Exercise instructions:
Among the entries below, find the lines holding "shortcut" and copy them.

......

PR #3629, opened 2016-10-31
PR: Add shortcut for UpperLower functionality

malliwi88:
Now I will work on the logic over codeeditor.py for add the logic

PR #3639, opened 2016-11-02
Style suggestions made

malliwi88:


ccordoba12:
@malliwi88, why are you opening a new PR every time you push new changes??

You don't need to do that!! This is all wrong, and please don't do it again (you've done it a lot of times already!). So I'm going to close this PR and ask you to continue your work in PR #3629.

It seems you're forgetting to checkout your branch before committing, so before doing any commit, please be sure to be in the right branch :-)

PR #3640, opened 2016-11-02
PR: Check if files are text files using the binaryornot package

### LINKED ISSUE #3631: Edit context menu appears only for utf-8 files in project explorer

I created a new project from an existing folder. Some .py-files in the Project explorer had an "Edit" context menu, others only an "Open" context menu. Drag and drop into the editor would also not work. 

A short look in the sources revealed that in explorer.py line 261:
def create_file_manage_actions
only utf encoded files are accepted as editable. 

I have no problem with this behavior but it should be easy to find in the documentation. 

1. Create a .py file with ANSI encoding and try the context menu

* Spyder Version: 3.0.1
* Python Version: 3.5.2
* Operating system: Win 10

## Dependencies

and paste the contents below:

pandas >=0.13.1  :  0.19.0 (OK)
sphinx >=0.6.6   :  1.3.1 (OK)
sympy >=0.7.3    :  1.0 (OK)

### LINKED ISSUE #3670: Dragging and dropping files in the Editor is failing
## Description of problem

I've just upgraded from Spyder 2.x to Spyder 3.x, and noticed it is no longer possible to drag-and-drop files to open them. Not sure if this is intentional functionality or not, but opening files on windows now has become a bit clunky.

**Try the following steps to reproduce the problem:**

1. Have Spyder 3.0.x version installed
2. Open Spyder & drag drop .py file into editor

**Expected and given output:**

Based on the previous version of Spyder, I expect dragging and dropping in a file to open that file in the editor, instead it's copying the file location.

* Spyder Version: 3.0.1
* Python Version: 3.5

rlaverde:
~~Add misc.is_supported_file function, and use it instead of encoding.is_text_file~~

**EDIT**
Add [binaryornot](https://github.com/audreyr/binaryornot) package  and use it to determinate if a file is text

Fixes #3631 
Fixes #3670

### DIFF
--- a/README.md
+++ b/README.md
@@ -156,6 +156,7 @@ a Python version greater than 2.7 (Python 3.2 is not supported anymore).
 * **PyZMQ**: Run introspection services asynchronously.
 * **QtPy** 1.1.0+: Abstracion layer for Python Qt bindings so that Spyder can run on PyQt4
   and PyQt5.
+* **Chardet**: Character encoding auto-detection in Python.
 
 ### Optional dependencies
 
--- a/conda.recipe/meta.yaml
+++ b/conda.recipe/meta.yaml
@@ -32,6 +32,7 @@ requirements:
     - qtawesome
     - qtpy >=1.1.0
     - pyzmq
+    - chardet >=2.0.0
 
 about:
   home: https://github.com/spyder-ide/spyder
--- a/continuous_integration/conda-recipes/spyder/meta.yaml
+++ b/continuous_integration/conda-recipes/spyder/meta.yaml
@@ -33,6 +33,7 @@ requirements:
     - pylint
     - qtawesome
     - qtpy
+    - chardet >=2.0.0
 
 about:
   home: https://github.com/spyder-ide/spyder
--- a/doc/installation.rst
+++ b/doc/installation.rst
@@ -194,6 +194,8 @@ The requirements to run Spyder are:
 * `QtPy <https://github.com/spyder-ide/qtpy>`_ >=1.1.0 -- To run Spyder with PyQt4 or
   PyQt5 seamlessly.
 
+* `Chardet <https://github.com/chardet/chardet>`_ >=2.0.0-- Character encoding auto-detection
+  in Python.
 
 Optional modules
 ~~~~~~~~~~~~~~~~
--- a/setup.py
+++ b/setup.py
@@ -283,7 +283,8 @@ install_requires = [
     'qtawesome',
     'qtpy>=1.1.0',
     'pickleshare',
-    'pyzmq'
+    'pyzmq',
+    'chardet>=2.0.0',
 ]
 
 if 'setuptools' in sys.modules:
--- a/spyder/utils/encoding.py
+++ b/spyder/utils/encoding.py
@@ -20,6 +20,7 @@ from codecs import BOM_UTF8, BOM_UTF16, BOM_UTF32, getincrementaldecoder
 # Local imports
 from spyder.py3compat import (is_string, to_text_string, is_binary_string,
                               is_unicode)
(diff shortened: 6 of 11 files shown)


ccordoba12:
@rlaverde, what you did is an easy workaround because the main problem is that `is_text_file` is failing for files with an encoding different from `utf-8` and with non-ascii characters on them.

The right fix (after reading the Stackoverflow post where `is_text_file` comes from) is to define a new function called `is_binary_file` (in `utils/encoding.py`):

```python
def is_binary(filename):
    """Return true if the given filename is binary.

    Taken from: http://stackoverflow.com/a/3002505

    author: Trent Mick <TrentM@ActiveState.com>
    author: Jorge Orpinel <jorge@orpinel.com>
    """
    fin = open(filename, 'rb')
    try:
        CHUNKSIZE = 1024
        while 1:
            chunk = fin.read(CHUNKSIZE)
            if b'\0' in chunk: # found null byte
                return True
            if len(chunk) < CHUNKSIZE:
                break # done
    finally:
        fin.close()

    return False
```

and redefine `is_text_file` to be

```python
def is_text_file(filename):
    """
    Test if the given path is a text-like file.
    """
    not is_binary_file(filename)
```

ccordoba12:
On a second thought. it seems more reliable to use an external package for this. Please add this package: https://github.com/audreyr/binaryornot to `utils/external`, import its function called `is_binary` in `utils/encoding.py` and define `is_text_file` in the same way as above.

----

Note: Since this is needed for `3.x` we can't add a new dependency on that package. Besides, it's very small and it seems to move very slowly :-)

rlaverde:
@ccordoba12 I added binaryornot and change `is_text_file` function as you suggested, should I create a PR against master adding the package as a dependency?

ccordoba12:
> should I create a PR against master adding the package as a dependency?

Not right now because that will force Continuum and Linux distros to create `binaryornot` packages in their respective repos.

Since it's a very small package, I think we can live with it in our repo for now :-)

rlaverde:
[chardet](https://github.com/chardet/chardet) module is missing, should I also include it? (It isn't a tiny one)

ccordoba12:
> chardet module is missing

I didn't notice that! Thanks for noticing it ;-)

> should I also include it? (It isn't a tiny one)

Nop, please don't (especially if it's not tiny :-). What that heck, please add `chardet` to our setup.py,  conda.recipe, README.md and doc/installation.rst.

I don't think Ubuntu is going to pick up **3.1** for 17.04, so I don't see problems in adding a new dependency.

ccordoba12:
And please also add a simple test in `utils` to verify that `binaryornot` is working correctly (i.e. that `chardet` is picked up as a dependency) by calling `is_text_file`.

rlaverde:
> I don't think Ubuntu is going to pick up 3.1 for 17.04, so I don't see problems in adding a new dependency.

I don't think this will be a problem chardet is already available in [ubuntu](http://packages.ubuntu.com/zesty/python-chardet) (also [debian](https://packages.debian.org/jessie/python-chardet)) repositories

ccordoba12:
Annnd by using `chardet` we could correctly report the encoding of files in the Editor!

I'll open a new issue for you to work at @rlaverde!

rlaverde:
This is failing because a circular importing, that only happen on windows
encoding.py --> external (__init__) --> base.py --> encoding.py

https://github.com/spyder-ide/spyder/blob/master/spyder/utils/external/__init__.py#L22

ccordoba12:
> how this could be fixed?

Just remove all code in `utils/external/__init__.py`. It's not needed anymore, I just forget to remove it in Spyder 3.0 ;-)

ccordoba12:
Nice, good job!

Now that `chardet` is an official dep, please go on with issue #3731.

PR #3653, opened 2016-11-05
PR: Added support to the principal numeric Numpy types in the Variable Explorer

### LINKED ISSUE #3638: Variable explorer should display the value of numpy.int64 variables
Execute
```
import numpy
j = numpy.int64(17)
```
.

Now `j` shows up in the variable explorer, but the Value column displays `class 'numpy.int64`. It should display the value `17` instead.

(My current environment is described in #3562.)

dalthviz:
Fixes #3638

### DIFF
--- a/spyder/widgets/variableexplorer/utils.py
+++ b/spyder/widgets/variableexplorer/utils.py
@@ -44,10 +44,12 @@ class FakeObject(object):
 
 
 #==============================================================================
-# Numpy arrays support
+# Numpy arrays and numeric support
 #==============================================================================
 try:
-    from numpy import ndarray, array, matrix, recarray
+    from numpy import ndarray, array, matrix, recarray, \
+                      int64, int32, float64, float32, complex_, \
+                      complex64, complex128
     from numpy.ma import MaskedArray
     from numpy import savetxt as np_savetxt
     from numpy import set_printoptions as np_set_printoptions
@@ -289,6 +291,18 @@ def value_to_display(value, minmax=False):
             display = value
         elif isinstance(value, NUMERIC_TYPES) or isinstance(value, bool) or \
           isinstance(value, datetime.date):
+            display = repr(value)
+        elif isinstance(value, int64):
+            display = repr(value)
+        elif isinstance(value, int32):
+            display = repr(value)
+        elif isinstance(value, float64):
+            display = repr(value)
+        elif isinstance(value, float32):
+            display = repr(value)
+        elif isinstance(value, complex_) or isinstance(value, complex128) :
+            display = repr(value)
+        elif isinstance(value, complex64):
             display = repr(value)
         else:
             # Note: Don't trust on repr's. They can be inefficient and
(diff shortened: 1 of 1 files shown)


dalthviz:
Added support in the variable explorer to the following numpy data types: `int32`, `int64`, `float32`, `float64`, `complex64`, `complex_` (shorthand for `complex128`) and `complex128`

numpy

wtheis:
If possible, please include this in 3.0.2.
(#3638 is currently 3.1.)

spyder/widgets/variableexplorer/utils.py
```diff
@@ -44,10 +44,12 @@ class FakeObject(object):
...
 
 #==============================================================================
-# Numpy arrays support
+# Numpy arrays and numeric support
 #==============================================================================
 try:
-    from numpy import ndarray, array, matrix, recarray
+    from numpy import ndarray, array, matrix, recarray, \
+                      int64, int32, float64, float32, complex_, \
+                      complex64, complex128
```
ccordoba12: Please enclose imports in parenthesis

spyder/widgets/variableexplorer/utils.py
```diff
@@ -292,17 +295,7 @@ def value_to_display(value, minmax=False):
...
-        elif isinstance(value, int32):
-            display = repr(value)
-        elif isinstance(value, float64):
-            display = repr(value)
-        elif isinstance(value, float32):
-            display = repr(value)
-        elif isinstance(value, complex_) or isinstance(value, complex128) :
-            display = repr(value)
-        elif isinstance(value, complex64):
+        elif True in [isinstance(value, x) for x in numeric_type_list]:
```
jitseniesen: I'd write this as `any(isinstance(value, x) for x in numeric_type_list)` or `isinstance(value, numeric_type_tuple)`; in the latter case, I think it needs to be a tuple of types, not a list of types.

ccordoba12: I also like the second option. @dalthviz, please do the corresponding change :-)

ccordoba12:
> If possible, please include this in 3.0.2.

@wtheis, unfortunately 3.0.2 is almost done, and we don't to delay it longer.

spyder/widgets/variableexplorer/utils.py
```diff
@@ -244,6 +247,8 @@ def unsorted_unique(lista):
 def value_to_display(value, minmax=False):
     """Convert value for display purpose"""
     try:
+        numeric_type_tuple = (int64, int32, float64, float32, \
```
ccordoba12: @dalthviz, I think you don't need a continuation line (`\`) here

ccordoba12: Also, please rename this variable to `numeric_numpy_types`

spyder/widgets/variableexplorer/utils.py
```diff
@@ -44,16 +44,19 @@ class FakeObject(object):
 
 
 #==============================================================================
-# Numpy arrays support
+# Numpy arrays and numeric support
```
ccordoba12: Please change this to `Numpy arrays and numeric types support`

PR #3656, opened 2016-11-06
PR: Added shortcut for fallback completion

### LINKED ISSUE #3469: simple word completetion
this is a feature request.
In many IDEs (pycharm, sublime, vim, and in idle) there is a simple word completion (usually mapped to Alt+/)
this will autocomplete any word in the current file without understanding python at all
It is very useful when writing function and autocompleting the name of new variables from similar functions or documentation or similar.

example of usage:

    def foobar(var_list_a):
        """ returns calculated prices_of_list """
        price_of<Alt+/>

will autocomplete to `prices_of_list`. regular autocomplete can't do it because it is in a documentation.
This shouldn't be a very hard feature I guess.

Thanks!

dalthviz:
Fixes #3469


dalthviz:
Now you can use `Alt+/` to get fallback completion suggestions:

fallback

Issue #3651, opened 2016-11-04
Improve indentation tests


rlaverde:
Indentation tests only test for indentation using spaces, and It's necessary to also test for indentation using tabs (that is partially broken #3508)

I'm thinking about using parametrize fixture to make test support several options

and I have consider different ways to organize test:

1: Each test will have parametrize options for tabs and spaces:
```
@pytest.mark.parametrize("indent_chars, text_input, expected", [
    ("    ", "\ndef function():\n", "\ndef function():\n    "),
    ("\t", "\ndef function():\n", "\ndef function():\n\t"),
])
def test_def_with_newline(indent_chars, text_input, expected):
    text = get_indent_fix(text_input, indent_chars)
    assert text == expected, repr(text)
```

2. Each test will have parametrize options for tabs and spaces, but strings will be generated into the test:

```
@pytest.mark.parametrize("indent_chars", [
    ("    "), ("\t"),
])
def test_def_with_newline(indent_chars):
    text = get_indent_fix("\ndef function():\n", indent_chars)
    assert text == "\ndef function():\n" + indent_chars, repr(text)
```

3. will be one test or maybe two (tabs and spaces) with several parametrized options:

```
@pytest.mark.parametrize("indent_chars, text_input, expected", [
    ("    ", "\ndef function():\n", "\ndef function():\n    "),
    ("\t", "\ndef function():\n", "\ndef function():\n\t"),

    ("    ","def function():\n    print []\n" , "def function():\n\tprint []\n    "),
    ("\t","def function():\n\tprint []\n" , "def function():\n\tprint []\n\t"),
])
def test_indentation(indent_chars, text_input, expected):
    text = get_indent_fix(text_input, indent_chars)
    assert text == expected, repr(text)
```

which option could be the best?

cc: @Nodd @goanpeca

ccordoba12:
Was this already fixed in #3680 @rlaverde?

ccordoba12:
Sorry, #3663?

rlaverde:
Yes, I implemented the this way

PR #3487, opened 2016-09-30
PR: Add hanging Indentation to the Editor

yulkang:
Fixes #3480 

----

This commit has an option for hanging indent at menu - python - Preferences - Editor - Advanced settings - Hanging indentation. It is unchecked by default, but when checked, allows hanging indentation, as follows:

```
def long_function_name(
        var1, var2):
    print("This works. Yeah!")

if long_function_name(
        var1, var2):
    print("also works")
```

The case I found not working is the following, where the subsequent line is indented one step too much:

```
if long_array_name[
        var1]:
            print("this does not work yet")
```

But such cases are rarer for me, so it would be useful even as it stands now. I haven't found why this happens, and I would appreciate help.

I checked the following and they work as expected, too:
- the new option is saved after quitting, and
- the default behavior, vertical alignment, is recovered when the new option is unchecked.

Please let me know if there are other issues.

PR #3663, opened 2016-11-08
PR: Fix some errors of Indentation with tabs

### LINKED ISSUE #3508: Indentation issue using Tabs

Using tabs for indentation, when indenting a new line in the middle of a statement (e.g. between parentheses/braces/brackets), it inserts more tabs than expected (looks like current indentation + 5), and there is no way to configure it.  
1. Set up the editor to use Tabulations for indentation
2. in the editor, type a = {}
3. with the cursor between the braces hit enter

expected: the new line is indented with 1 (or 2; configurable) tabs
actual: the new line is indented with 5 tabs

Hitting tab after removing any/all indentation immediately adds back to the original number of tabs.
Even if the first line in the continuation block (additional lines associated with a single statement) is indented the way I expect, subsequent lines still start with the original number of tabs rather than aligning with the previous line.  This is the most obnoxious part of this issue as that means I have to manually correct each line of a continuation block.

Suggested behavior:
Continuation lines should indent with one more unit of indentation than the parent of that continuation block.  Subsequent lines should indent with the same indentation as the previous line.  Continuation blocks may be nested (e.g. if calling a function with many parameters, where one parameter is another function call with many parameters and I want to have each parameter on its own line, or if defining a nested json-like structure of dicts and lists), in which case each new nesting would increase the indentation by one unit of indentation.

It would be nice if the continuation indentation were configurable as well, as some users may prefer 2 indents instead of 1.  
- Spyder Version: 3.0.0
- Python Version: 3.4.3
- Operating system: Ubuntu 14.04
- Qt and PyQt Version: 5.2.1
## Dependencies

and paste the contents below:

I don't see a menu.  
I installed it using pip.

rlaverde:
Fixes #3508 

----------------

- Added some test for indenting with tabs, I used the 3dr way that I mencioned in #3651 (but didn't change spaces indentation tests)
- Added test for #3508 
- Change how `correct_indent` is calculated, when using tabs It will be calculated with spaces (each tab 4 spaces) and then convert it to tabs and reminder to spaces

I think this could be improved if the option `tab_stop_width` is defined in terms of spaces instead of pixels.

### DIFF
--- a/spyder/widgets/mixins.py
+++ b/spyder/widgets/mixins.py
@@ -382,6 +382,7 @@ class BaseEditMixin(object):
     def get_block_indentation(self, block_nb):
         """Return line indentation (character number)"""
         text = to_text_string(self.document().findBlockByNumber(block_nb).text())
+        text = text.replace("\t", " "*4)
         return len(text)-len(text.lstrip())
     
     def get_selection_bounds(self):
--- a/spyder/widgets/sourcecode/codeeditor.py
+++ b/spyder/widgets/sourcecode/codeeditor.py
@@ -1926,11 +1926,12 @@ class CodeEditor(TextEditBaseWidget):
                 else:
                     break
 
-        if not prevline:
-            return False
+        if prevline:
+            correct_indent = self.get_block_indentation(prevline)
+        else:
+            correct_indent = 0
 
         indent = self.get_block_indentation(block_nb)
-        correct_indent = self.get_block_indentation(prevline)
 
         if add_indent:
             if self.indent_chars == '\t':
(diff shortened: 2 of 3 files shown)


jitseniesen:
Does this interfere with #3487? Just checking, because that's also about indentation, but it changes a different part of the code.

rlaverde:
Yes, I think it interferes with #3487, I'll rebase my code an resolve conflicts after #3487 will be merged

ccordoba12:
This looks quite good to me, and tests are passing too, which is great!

......

Answer box:
PR: Add shortcut for UpperLower functionality
PR: Added shortcut for fallback completion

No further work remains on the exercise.